For the word "what", find each line in the entries where it occurs and copy that line.

....................

PR #917, opened 2024-02-19
Ensure dataset chunking matches what's already there

gareth-j:

This makes sure incoming data with different chunks is actually stored with the original schema. In the current version if data is passed in with different chunks then the rechunk in `LocalZarrStore.add` doesn't get rid of the chunks in different coordinates.

### DIFF
--- a/openghg/store/storage/_localzarrstore.py
+++ b/openghg/store/storage/_localzarrstore.py
@@ -331,6 +331,12 @@ class LocalZarrStore(Store):
                 )
 
             logger.warning(msg)
+
+            # For coordinates we haven't chunked over we'll use the full size
+            for k in dataset.coords:
+                if k not in stored_actually_chunked:
+                    stored_actually_chunked[k] = dataset.sizes[k]
+
             return stored_actually_chunked
 
         return {}
--- a/openghg/store/storage/_localzarrstore.py
+++ b/openghg/store/storage/_localzarrstore.py
@@ -333,7 +333,7 @@ class LocalZarrStore(Store):
             logger.warning(msg)
 
             # For coordinates we haven't chunked over we'll use the full size
-            for k in dataset.coords:
+            for k in dataset.dims:
                 if k not in stored_actually_chunked:
                     stored_actually_chunked[k] = dataset.sizes[k]
 
--- a/tests/standardise/test_standardise.py
+++ b/tests/standardise/test_standardise.py
@@ -408,4 +408,5 @@ def test_standardise_footprint_different_chunking_schemes(caplog):
     search_results = search(data_type="footprints", model="chunk_model", store="user")
     fp_data = search_results.retrieve_all()
 
+    # Check that the chunking scheme is what was specified with the first standardise call
     assert dict(fp_data.data.chunks) == {"time": (2, 2, 2), "lat": (12,), "lon": (12,), "height": (20,)}
--- a/tests/standardise/test_standardise.py
+++ b/tests/standardise/test_standardise.py
@@ -299,44 +299,6 @@ def test_standardise_footprint():
     assert "tmb_europe_test_model_10m" in results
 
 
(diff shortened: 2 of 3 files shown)


rt17603:
> I get the following failing tests when I run this locally for me:
> 
> ```
> =============================================================================================== 
> short test summary info 
> ===============================================================================================
> FAILED tests/store/storage/test_localzarrstore.py::test_update - FileNotFoundError: [Errno 2] No such file or directory: '/home/rt17603/openghg/tests/data/footprints/TAC-100magl_UKV_EUROPE_201607.nc'
> FAILED tests/store/storage/test_localzarrstore.py::test_match_chunking - AssertionError: assert not {'time': 31}
> ============================================================== 2 failed, 432 passed, 30 skipped, 12 xfailed, 2 xpassed, 680 warnings in 90.84s (0:01:30) ==============================================================
> ```
> 
> Full details attached: [2024-02-19_checkChunkingChecks_tests.log](https://github.com/openghg/openghg/files/14334035/2024-02-19_checkChunkingChecks_tests.log)

The first failing test seems to also be present in the `Iss561/addZarrStore` branch.

tests/standardise/test_standardise.py
```diff
@@ -370,3 +371,41 @@ def test_cloud_standardise(monkeypatch, mocker, tmpdir):
...
+        height=height,
+        domain=domain,
+        store="user",
+        chunks={"time": 2, "lat": 5, "lon": 5},
+    )
+
+    search_results = search(data_type="footprints", model="chunk_model", store="user")
+    fp_data = search_results.retrieve_all()
+
+    assert dict(fp_data.data.chunks) == {"time": (2, 2, 2), "lat": (12,), "lon": (12,), "height": (20,)}
```
rt17603, line 411: Is the idea here that the `lat`, `lon` chunking hasn't been applied when more data is added? If so, would be good to add a comment / doc string to make that clear.

tests/store/storage/test_localzarrstore.py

....................

**OUTPUT OF THE EXERCISE:**
Ensure dataset chunking matches what's already there
+    # Check that the chunking scheme is what was specified with the first standardise call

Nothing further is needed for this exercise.